PR #10306, opened 2025-09-11
feat(frontend): Add samples for dashboard

### LINKED ISSUE #9990: Add default widgets when none are defined
### Discussed in https://github.com/inventree/InvenTree/discussions/9981

<sup>Originally posted by **matmair** July  8, 2025</sup>
current a new user is presented with a pretty empty screen - 
grafik
this is not very friendly and also not showing the possibilities. I would like to add a set of default widgets consisting of the following widgets
grafik

matmair:
Closes #9990

### DIFF
--- a/src/frontend/src/components/dashboard/DashboardLayout.tsx
+++ b/src/frontend/src/components/dashboard/DashboardLayout.tsx
@@ -1,5 +1,13 @@
 import { t } from '@lingui/core/macro';
-import { Alert, Card, Center, Divider, Loader, Text } from '@mantine/core';
+import {
+  Alert,
+  Card,
+  Center,
+  Divider,
+  Loader,
+  Space,
+  Text
+} from '@mantine/core';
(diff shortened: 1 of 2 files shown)


SchrodingersGat:
@matmair nice work, my only thought is that the "clear widgets" button now does not do what it says. Is there a way that we can make this "default layout" only appear a first time for the user? If they manually clear it, it stays cleared?

matmair:
We could persist that information in the session storage (LocalStateProps) similar to navigation and hostlist info - would this be sufficient? Another option would be to widen the use of the user profile for that.

matmair:
I have added the code for a session-based state

matmair:
@SchrodingersGat is this how you envisioned it?

SchrodingersGat (approved):

SchrodingersGat:
@matmair thanks, I think that's pretty reasonable

PR #10316, opened 2025-09-13
Add duplicatePart to parts list

### LINKED ISSUE #10276: [FR] Add more actions to PartTable

### Problem statement

Using Version Docker Latest with the new PUI.

In the part table listing, add more row actions. Two I can think of "Delete Item" and "Duplicate Item".

### Suggested solution

Reduce clicks. Improves UX. Especially when just starting out and there is lots of information to input to the system.

M0r clix

### Examples of other systems

_No response_

- [ ] I want to develop this.

wolfpackmars2:
Resolves #10276


src/frontend/src/tables/part/PartTable.tsx
```diff
@@ -349,6 +357,19 @@ export function PartListTable({
 
   const [selectedPart, setSelectedPart] = useState<number>(-1);
 
+  const {
```
SchrodingersGat: I think you do not need to separately fetch the part instance - it's already available in the "record" instance when the action is triggered.

src/frontend/src/tables/part/PartTable.tsx
```diff
@@ -380,10 +449,17 @@ export function PartListTable({
             setSelectedPart(record.pk);
             editPart.open();
           }
+        }),
+        RowDuplicateAction({
+          hidden: !can_add,
+          onClick: () => {
+            setSelectedPart(record.pk);
```
SchrodingersGat: You can store the provided `record` instance here, rather than fetching it again

SchrodingersGat (changes requested):

SchrodingersGat:
@wolfpackmars2 some changes needed here (please see my comments)

wolfpackmars2:
> @wolfpackmars2 some changes needed here (please see my comments)

My apologies, I'm struggling to follow the changes requested. This is my first foray into tsx template files. I am happy to learn. And I especially approve of reducing unnecessary function calls and writing code that is as efficient as possible.

My understanding is that "const duplicatePart..." sets up the duplicate part popup form, using data from the "const part..." object.

The Row Edit form uses the primary key ID to pull the part details into the popup form. Conversely, the "part" object loads fetches details about the part that aren't already available to the table, for the purpose of copying those details to a new record. The Duplicate Part form doesn't have a provision for pulling details with just a primary key.

I agree that the edit form and duplicate form should be able to use the same object as the source of its data, but I'm not sure what that looks like.

src/frontend/src/tables/part/PartTable.tsx
```diff
@@ -349,6 +357,19 @@ export function PartListTable({
 
   const [selectedPart, setSelectedPart] = useState<number>(-1);
```
SchrodingersGat: @wolfpackmars2 I would suggest that you can refactor the line above to:

```typescript
const [selectedPart, setSelectedPart] = useState<any>({});
```

And then we can store the entire part instance (not just the primary key) locally.

Refer to my comments below for further information on how this would be handled.

src/frontend/src/tables/part/PartTable.tsx
SchrodingersGat: This whole `useInstance` query can be removed.

src/frontend/src/tables/part/PartTable.tsx
```diff
@@ -357,6 +378,53 @@ export function PartListTable({
...
+      }
+    };
+  }, [createPartFields, globalSettings, part]);
+
+  const duplicatePart = useCreateApiFormModal({
+    url: ApiEndpoints.part_list,
+    title: t`Add Part`,
+    fields: duplicatePartFields,
+    initialData: {
+      ...part,
```
SchrodingersGat:
```typescript
initialData: {
   ...selectedPart,
   active: true,
   locked: false
},
```

src/frontend/src/tables/part/PartTable.tsx
```diff
@@ -357,6 +378,53 @@ export function PartListTable({
...
 
+  const createPartFields = usePartFields({ create: true });
+
+  const duplicatePartFields: ApiFormFieldSet = useMemo(() => {
+    return {
+      ...createPartFields,
+      duplicate: {
+        children: {
+          part: {
+            value: part.pk,
```
SchrodingersGat: Replace `part.pk` with `selectedPart.pk` here.

src/frontend/src/tables/part/PartTable.tsx
```diff
@@ -380,10 +449,17 @@ export function PartListTable({
             setSelectedPart(record.pk);
```
SchrodingersGat: Here, instead of storing just the `pk` value, store the entire record:

```typescript
setSelectedPart(record);
```

src/frontend/src/tables/part/PartTable.tsx
SchrodingersGat:
```typescript
setSelectedPart(record);
```

src/frontend/src/tables/part/PartTable.tsx
```diff
@@ -349,6 +357,19 @@ export function PartListTable({
...
+    pk: selectedPart,
+    params: {
+      path_detail: true
+    },
+    refetchOnMount: true
+  });
+
   const editPart = useEditApiFormModal({
     url: ApiEndpoints.part_list,
     pk: selectedPart,
```
SchrodingersGat: Here, as we have changed `selectedPart` to be the entire record now, you will need to change this line to:

```typescript
pk: selectedPart.pk,
```

src/frontend/src/tables/part/PartTable.tsx
```diff
@@ -357,6 +378,53 @@ export function PartListTable({
...
+        children: {
+          part: {
+            value: part.pk,
+            hidden: true
+          },
+          copy_image: {
+            value: true
+          },
+          copy_bom: {
+            value: part.assembly && globalSettings.isSet('PART_COPY_BOM'),
```
SchrodingersGat: Same here, `part` can become `selectedPart`

wolfpackmars2:
I think that should do it. Ran into a few snags throughout the process. Probably pebcak or due to my codespace environment being a few weeks old.

Had to manually update the SITE_URL variable from "http://localhost:8000" to "https://localhost:8000" in order to login to the test server. To this point, not sure where, in the codespace, I would configure this for the debug server.

Ran into issue with pre-commit hook where the process was using the wrong version of go - needed 1.23.8 but used 1.23.6. The problem was related to gitleaks

wolfpackmars2:
I'm going to create a new clean PR with just the changes to PartTable.tsx. It was not my intention to modify .pre-commit-config.yaml. I have discovered that running _invoke dev.setup-dev -s_ modifies the yaml file when using codespaces.

SchrodingersGat:
@wolfpackmars2 there is no need to commit changes to the yaml file in that case!

PR #12621, opened 2026-08-11
[bug] Handle duplicate email addresses for magic links

SchrodingersGat:
If multiple users exist with the same email, do not generate magic link emails

### DIFF
--- a/src/backend/InvenTree/InvenTree/magic_login.py
+++ b/src/backend/InvenTree/InvenTree/magic_login.py
@@ -69,6 +69,9 @@ class GetSimpleLoginView(GenericAPIView):
             return User.objects.get(email=email)
         except User.DoesNotExist:
             return None
+        except User.MultipleObjectsReturned:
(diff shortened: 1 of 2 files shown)


src/backend/InvenTree/InvenTree/magic_login.py
```diff
@@ -69,6 +69,9 @@ def get_user(self, email):
             return User.objects.get(email=email)
         except User.DoesNotExist:
             return None
+        except User.MultipleObjectsReturned:
+            logger.warning('Multiple users found with email: %s', email)
```
matmair, line 73: Imo this should be a raised error, not just a log

SchrodingersGat: Raise to the user, or log error to the DB?

matmair: i think it woul be prudent to raise it to the user

PR #12623, opened 2026-08-11
refactor(backend): change fail limit to match allauth defaults more closely

matmair:
hopefully this will be mreo successfull in fixin the flakeiness


matmair:
this does not flip in my local tests but we will see how it works on GH actions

════════════════════

**WHAT TO WORK ON**
Every line containing the string "should" is required; copy each such line from the data.

**RESULT**
I agree that the edit form and duplicate form should be able to use the same object as the source of its data, but I'm not sure what that looks like.
I think that should do it. Ran into a few snags throughout the process. Probably pebcak or due to my codespace environment being a few weeks old.
matmair, line 73: Imo this should be a raised error, not just a log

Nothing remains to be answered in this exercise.